Recent advances in cryo-EM technology have enabled several studies that have shed light on how CSN interacts with different CRL complexes. Despite limited resolution, single particle analysis of CSN bound to neddylated CUL1-RBX1 in complexes with SKP1-SKP2-CKS1 and monomeric SKP1-FBXW7 offered the first glimpse of the CSN-CRL interaction (Enchev et al. 2012). In the structural models derived from the EM density maps, CSN2 appears to make major contacts with CUL1-CTD, whereas the distal end of the two F-box proteins is located close to CSN1 and CSN3. Structural modeling and biochemical analysis indicated that CSN competes with both substrates and E2 for binding the E3 platform, thereby raising the possibility that substrate-loaded CRL1 might protect neddylated CUL1 by preventing CSN from accessing the E3. This notion was subsequently supported by the cryo-EM structure of CSN bound to the neddylated CUL4A-RBX1-DDB1-DDB2 complex (Fig. 2.4h) (Cavadini et al. 2016). In this super-assembly, CSN2 not only interacts with CUL4A-CTD but also sandwiches RBX1 RING domain together with CSN4, thereby preventing the E3 scaffold from recruiting an E2 molecule. While CSN1 makes specific interactions with DDB1, DDB2 is snugly situated in between DDB1 and the CSN helical bundle. In comparison with the CSN holoenzyme structure, the CSN helical bundle is repositioned to accommodate the CUL4A-DDB1 substrate receptor. Interestingly, despite its topological flexibility, the CSN helical bundle cannot accommodate additional cellular factors that interact with DDB2, corroborating the idea that substrate binding to CRL4 will introduce steric hindrance for CSN binding. Nevertheless, question remains as to whether CSN has the ability to differentiate variations of CRL-substrate receptor in size and shape from the binding of a small degron as part of a flexible substrate polypeptide.

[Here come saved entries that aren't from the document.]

PR #177, opened 2020-10-22
have ct_eval(Identifier) return a handle if appropiate

SebastianMestre:
@lushoBarlett 

This patch makes what you are working on a bit simpler, I think. Hopefully you can make use of it!

### DIFF
--- a/src/ct_eval.cpp
+++ b/src/ct_eval.cpp
@@ -136,7 +136,9 @@ TypedAST::ReturnStatement* ct_eval(
 
 TypeFunctionId type_func_from_ast(TypedAST::TypedAST* ast, TypeChecker& tc) {
 	assert(tc.m_core.m_meta_core.find(ast->m_meta_type) == tc.meta_typefunc());
-	if(ast->type() == TypedASTTag::Identifier){
+	if (ast->type() == TypedASTTag::TypeFunctionHandle) {
+		return static_cast<TypedAST::TypeFunctionHandle*>(ast)->m_value;
+	} else if (ast->type() == TypedASTTag::Identifier) {
 		auto as_id = static_cast<TypedAST::Identifier*>(ast);
 		auto decl = as_id->m_declaration;
 		auto value =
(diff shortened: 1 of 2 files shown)


src/typecheck.cpp
```diff
@@ -87,22 +87,13 @@ void typecheck(TypedAST::Identifier* ast, TypeChecker& tc) {
...
-	} else if (meta_type == tc.meta_typefunc()) {
-		assert(0 && "Accessed a name of a typefunc (not implemented)");
-		// we are a type function.
-		// TODO: not too sure what needs to be done...
-	} else {
-		assert(0 && "Accessed a name with unknown metatype (not implemented)");
-		// meta type var
-		// TODO: not too sure what needs to be done...
-	}
+	assert(meta_type == tc.meta_value());
```
lushoBarlett, line 91: Okaaaaay, now this makes a lot more sense. I guess I was confused as to what the purpose and responsibility differences were between metacheck, ct_eval and typecheck.

src/ct_eval.cpp
```diff
@@ -33,6 +33,45 @@ TypedAST::FunctionLiteral* ct_eval(
...
+	assert(ast);
+	assert(ast->m_declaration);
+
+	// TODO: These two lines are fishy; I copied them from
+	// elsewhere, but I don't think we need to go through
+	// the declaration to get the metatype: this is already
+	// done for us by metacheck().
+	MetaTypeId meta_type =
+	    tc.m_core.m_meta_core.find(ast->m_declaration->m_meta_type);
+	ast->m_meta_type = meta_type;
```
lushoBarlett, line 53: All of this is already done in metacheck, yes. But not quite. In metacheck there is no find. The identifier just points to the declaration's meta type... I guess this lines can still be deleted?

lushoBarlett (approved):
Looks like it will do the trick. Now in typecheck, all info on types, I can get from Handles.

src/ct_eval.cpp
SebastianMestre: That makes sense to me. I will merge it as-is, and look into it later today

PR #178, opened 2020-10-23
use the correct index when instanciating a type

SebastianMestre:
A small bug was introduced yesterday, where we used the type func id as an index into the type function data array, instead of the type function header array. This patch fixes that.

A more permanent solution would be to use more strongly typed indices with accessor functions, which would catch these mistakes at compile.

I'll work on that later today or tomorrow.


lushoBarlett (approved):
Thank you for catching this, seems like it was on `new_term` as well

PR #179, opened 2020-10-25
remove superfluous includes

SebastianMestre:
I shaved like a second or two off of the build time by removing superfluous includes.

A large piece of time (~30%) is spent instanciating `std::vector` for all the different types of `AST` and `TypedAST` nodes. (because we use `std::vector` in `ChunkedArray`, which is itself the core piece of `NodeAllocator`)... I have some ideas to replace it with something that's less compile-time intensive, but that's better left for tomorrow.


lushoBarlett (approved):
A little sad that this is only one second. Perhaps changing `ChunkedArray` will yield greater speedups

PR #180, opened 2020-10-25
Implement a new block allocator

SebastianMestre:
The current block allocator (NodeAllocator) does its job of providing faster runtime performance, but it is abysmal for compilation time (it currently takes about 30% of the build time).

In this PR, I want to start a discussion about allocator design, and the associated trade-offs. Hopefully, leading to a new allocator we can use.


SebastianMestre:
Here is one of the designs I have in mind:

A block allocator owns a chunk of memory (aka a block), which it partitions into evenly sized pieces (aka slots).

```
[=BlockAllocator======]
[  int slot_count_per_block ]
[ int block_size_in_bytes]
[  int slot_size_in_bytes]
[          uin8_t* block] -----
                              |
```

SebastianMestre:
I tried replacing ast and typed ast allocators, compilation got ~2x faster, with a 20% runtime performance degradation on a particular benchmark.

SebastianMestre:
After some tuning, I managed to get it pretty much just as fast as it used to be, but the build now takes under 9 seconds on my machine

SebastianMestre:
i noticed that the main slowness of this new allocation comes from page faults when using previously-unused parts of the allocator. I don't know if there is a way to load those pages preemptively without incurring page fault. I will look into it.

SebastianMestre:
I thought of a different scheme. Since we are storing only AST nodes, or only TypedAST nodes in each allocator, we could rely on virtual destructors being present. This way, we wouldn't have the 8 byte overhead on every object

SebastianMestre:
I've implemented the destructor for automatic allocators. It's really really slow.

lushoBarlett:
I don't think we destroy that much, I mean, we do but at the very end. The destructor you store just seems like you are "pre-loading" the specific destructor function, so no v-table is required. The relative speed of both approaches seems to depend on if we would like to traverse the blocks in a linear fashion?

If more stuff is in there, then you have load more times for the same data we want to read. But I think we don't do that, we traverse a tree accessed by pointers, that is already as slow as the thing I mentioned could potentially be a small issue.

My conclusion is: do store the destructors

SebastianMestre:
> I don't think we destroy that much, I mean, we do but at the very end. The destructor you store just seems like you are "pre-loading" the specific destructor function, so no v-table is required.

Well, yes, I think so too, but I can still come up with some counter-arguments

 - storing the function pointer is also a form of vtable. So, we still get an indirect call.
 - omitting the extra pointer lets us fit more objects per allocation.
 - (as you mentioned) omitting the extra pointer lets us fit more objects per cache line, and do fewer loads.
 - calling the virtual destructor on all objects means all the vtables get cached, so it could still be fast

to expand on some of these points:

by doing virtual destructor calls, we get (assuming we don't need to cache things twice):
 - 2T extra cache misses, where T is the amount of different types in the allocator. (one for each vtable, one for each destructor)
 - 0.2N fewer cache misses, where N is the amount of objects in the allocator. (because each slot is 8 bytes smaller)

Here is my work, in case I made a mistake: every 15 cache lines (`15 * 64 bytes = 960 bytes`), we can fit 20 slots (`960 bytes / 48 bytes per slot = 20 slots`) using the explicit pointer scheme, and 24 slots (`960B / 40B = 24`) using the virtual destructor scheme.

`(24 - 20) / 20 = 4 / 20 = 2 / 10 = 20%`

> The relative speed of both approaches seems to depend on if we would like to traverse the blocks in a linear fashion?
>
> If more stuff is in there, then you have load more times for the same data we want to read. But I think we don't do that, we traverse a tree accessed by pointers, that is already as slow as the thing I mentioned could potentially be a small issue.

You would be right, but destroying the allocator is essentially a linear scan, which might be significant for overall runtime.

> My conclusion is: do store the destructors

I don't disagree (and that was what I went with initially) but I think it would be best to try out both approaches before making a choice.

SebastianMestre:
Surprisingly enough, the vtable based allocator does seem slightly faster than the one that stores the destructors explicitly.

the virtual destructor one is in the high 0.017s to low 0.018s, whereas the function pointer one is in the low-to-middle 0.018s

It is a very small margin, but it seems consistent. (I don't discard the possibility that it's just noise, but I don't feel like doing more rigorous testing right now)

SebastianMestre:
We have a big object allocator now. It's really stupid. It just puts objects in their own allocation, and then stores a pointer to those objects in a block allocator.

SebastianMestre:
I think this is pretty good. I'm not removing the AutomaticBlockAllocator yet, in case you want to measure which one is faster

lushoBarlett (approved):
I glossed over it, but I did not study it carefully. I'm gonna approve it so you can merge it if you want tho.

Upon binding to CRL4, CSN undergoes multiple conformational changes to not only adapt to the landscape of its substrate but also alleviate its autoinhibition. These changes include movements of the PCI domains of CSN2 and CSN4 for clamping down to CUL4A-CTD and RBX1 and the translocation of the CSN5-CSN6 dimer to approach NEDD8. Although CRL4 is significantly different from other CRLs, similar structural changes have also been observed in the EM structure of CSN in complex with neddylated CUL1 with SKP1-SKP2-CKS1 bound. Although biochemical analyses have helped identify several structural elements that relay these structural changes to the alleviation of CSN autoinhibition, the detailed structural mechanism underlying CSN5 activation requires structural analysis at a higher resolution (Cavadini et al. 2016; Mosadeghi et al. 2016).